Richard Lee-Van den Daele
experience at Borley

I've probably visited Borley about 4 times in all. I first went in the early-mid 1980s and rendezvoused with my twin brother, Sean, and his merry band of amateur ghost hunters who had travlled up from Brighton where they were then studying. Always being a sensitive soul, with a taste for the finer things in life (!), I had booked myself accommodation at The Bull Hotel (I think it was) in Long Melford.

Sean and his intrepid friends were spending a couple of nights in the Church porch (alas, before gates were erected). I lodged a report of their findings with the Ghost Club later (but, oddly, no longer seem to have a copy myself!). They set up a professional quality tape deck in the porch, having first got the churchwarden's permission to site microphones on the aisle and near the altar. They monitored the recordings, in shifts, via headphones. Among the noises heard were some sibilant whisperings (memorably described by Philip Dickinson as having been "loud enough to hear, but too whispered to be distinct") and the highlight was a loud crash against the inside of the church door which nearly resulted in a doubled laundry bill(!) for Peter Marriott whose turn it was to listen at the 'phones. The rest of the group were at the rear of the church as they were doing their regular rounds of the building to ensure no sightseers were poking around.

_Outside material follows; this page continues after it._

PR #997, opened 2023-08-05
Fix possible NPE in PartServiceImpl

### LINKED ISSUE #996: NPE in PartServiceImpl
I somehow get into a state for a custom RCP appplication where the part service throws an NPE because there is no active leaf. As the code there tries to query a part and can handle null it should also handle this case as "no part found".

I visited uring the day but neither saw nor heard anything of note. I took quite a few pictures and was astonished to come across the original postern gateposts in the garden of one of the bungalows near the rectory site. We photographed them and were offered them for £100. As I had nowhere to put such items, I informed my long time penpal Ivan Banks and he got up there swiftly and transported them back home to Kent. A few coats of creosote later he put them in his garden and still has them.

On later visits I videoed on the rectory site (the Doreys were away and the churchwarden gave us run of the grounds). Needless to say we were stopped by the police as we all left the grounds and she explained that we were bone fide visitors there with her permission. Strange, at home you can go weeks without seeing a policeman, yet in rural Suffolk the place is crawling! We also had permission to climb the church tower. I remember the steps being almost worn away with time and, though I desperately wanted to get a "then & now" comparsion photo looking over the rectory site (like the one in Price's book) for a reason I can no longer recall, our hope was thwarted. Maybe it was sealed off at the top or something but we never did get that picture!